-- Your instructions --
When you reach the listing, restate it word for word, leaving nothing out.

[Input data Boundary: Start]

PR #1037, opened 2026-05-26
chore(zebra): improve cachehub describe observability

skipi:
## Summary

Improves visibility into the path that injects `SEMAPHORE_CACHE_*` env vars into jobs. Three previously-silent failure paths in `Zebra.Workers.JobRequestFactory.Cache.find/3` now emit warning logs and tagged metrics. The factory also logs once when cache env vars are dropped despite the project having a `cache_id` configured — one breadcrumb per impacted job.

## What changes

1. **Tagged metrics** (Watchman, positional tag, internal channel — matches `dispatcher.ex:115`)
   - `external.cachehub.describe.failed` with first tag in `grpc_error | non_ok_response | blank_credential` (unexpected, alertable)
   - `external.cachehub.describe.skipped` with first tag in `no_cache_id | forked_pr` (expected, not actionable)
2. **Logs on previously-silent paths** in `cache.ex` (non-OK status, blank credential). The gRPC error path is promoted from `Logger.info` to `Logger.warning`. The forked-PR skip stays at info — it's by design.
3. **Caller-side log** in `job_request_factory.ex`: when `cache_env_vars == []` AND project has `cache_id` AND job is not self-hosted, emit a single `Logger.warning` with `job_id`, `project_id`, `cache_id`. This is the most useful log for the operational case — "this specific job did not get cache vars".

## Behavior change worth flagging

Previously, `Cache.find(nil, _, _)` incremented `external.cachehub.describe.failed`. That was misleading: projects without a cache configured were lumped into the failure counter. This PR moves that traffic to `external.cachehub.describe.skipped` with first tag `no_cache_id`.

Any dashboard panel or alert on the old single-bucket `external.cachehub.describe.failed` series will see a drop in volume once this ships, and the skipped traffic needs to be added separately if it was being watched.

## Metric format

In SaaS (`:statsd_graphite` backend), each call emits `tagged.<prefix>.<reason>.no_tag.no_tag.external.cachehub.describe.<failed|skipped>:1|c`. Reason is the first positional tag and is filterable in Grafana via the graphite path. On-prem (`:aws_cloudwatch`) does not yet receive these metrics — see follow-up below.

## Logged fields

Logged: `cache_id`, response status code, gRPC error tuple from `inspect/1`, `job_id`, `project_id`. Not logged: cache credential, cache URL.

## Tests

- `cache_test.exs`: new `.find` describe block covering nil `cache_id`, non-OK status (asserts warning + `cache_id` in log), blank credential (asserts warning + `cache_id` + no URL leak), and the gRPC raise path (asserts warning + no credential leak).
- `job_request_factory_test.exs`: new test asserting the caller-side "Cache env vars not injected" warning fires when cachehub returns blank credential for a project with `cache_id` set.

## Follow-ups (separate work)

- Grafana panel split: stacked `cachehub.describe.failed` by reason path; alert on rate excluding `forked_pr`.
- cachehub-side per-response log for cross-checking.
- On-prem metric path (DogStatsD keyword tags via the `external:` channel) — deferred; the reported incidents come from SaaS.

### DIFF
--- a/zebra/lib/zebra/workers/job_request_factory.ex
+++ b/zebra/lib/zebra/workers/job_request_factory.ex
@@ -95,7 +95,7 @@ defmodule Zebra.Workers.JobRequestFactory do
          {:ok, open_id_token_env_vars} <-
            OpenIDConnect.load(job, repo_env_vars, organization, project, job_type, spec_env_vars),
          {:ok, callback_token} <- CallbackToken.generate(job) do
-      log_dropped_cache_vars(job, project, cache_env_vars)
+      log_dropped_cache_vars(job, project, repo_proxy, cache_env_vars)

[Input data Boundary: End]

-- Exercise result --
PR #1037, opened 2026-05-26
chore(zebra): improve cachehub describe observability

skipi:
## Summary

Improves visibility into the path that injects `SEMAPHORE_CACHE_*` env vars into jobs. Three previously-silent failure paths in `Zebra.Workers.JobRequestFactory.Cache.find/3` now emit warning logs and tagged metrics. The factory also logs once when cache env vars are dropped despite the project having a `cache_id` configured — one breadcrumb per impacted job.

## What changes

1. **Tagged metrics** (Watchman, positional tag, internal channel — matches `dispatcher.ex:115`)
   - `external.cachehub.describe.failed` with first tag in `grpc_error | non_ok_response | blank_credential` (unexpected, alertable)
   - `external.cachehub.describe.skipped` with first tag in `no_cache_id | forked_pr` (expected, not actionable)
2. **Logs on previously-silent paths** in `cache.ex` (non-OK status, blank credential). The gRPC error path is promoted from `Logger.info` to `Logger.warning`. The forked-PR skip stays at info — it's by design.
3. **Caller-side log** in `job_request_factory.ex`: when `cache_env_vars == []` AND project has `cache_id` AND job is not self-hosted, emit a single `Logger.warning` with `job_id`, `project_id`, `cache_id`. This is the most useful log for the operational case — "this specific job did not get cache vars".

## Behavior change worth flagging

Previously, `Cache.find(nil, _, _)` incremented `external.cachehub.describe.failed`. That was misleading: projects without a cache configured were lumped into the failure counter. This PR moves that traffic to `external.cachehub.describe.skipped` with first tag `no_cache_id`.

Any dashboard panel or alert on the old single-bucket `external.cachehub.describe.failed` series will see a drop in volume once this ships, and the skipped traffic needs to be added separately if it was being watched.

## Metric format

In SaaS (`:statsd_graphite` backend), each call emits `tagged.<prefix>.<reason>.no_tag.no_tag.external.cachehub.describe.<failed|skipped>:1|c`. Reason is the first positional tag and is filterable in Grafana via the graphite path. On-prem (`:aws_cloudwatch`) does not yet receive these metrics — see follow-up below.

## Logged fields

Logged: `cache_id`, response status code, gRPC error tuple from `inspect/1`, `job_id`, `project_id`. Not logged: cache credential, cache URL.

## Tests

- `cache_test.exs`: new `.find` describe block covering nil `cache_id`, non-OK status (asserts warning + `cache_id` in log), blank credential (asserts warning + `cache_id` + no URL leak), and the gRPC raise path (asserts warning + no credential leak).
- `job_request_factory_test.exs`: new test asserting the caller-side "Cache env vars not injected" warning fires when cachehub returns blank credential for a project with `cache_id` set.

## Follow-ups (separate work)

- Grafana panel split: stacked `cachehub.describe.failed` by reason path; alert on rate excluding `forked_pr`.
- cachehub-side per-response log for cross-checking.
- On-prem metric path (DogStatsD keyword tags via the `external:` channel) — deferred; the reported incidents come from SaaS.

### DIFF
--- a/zebra/lib/zebra/workers/job_request_factory.ex
+++ b/zebra/lib/zebra/workers/job_request_factory.ex
@@ -95,7 +95,7 @@ defmodule Zebra.Workers.JobRequestFactory do
          {:ok, open_id_token_env_vars} <-
            OpenIDConnect.load(job, repo_env_vars, organization, project, job_type, spec_env_vars),
          {:ok, callback_token} <- CallbackToken.generate(job) do
-      log_dropped_cache_vars(job, project, cache_env_vars)
+      log_dropped_cache_vars(job, project, repo_proxy, cache_env_vars)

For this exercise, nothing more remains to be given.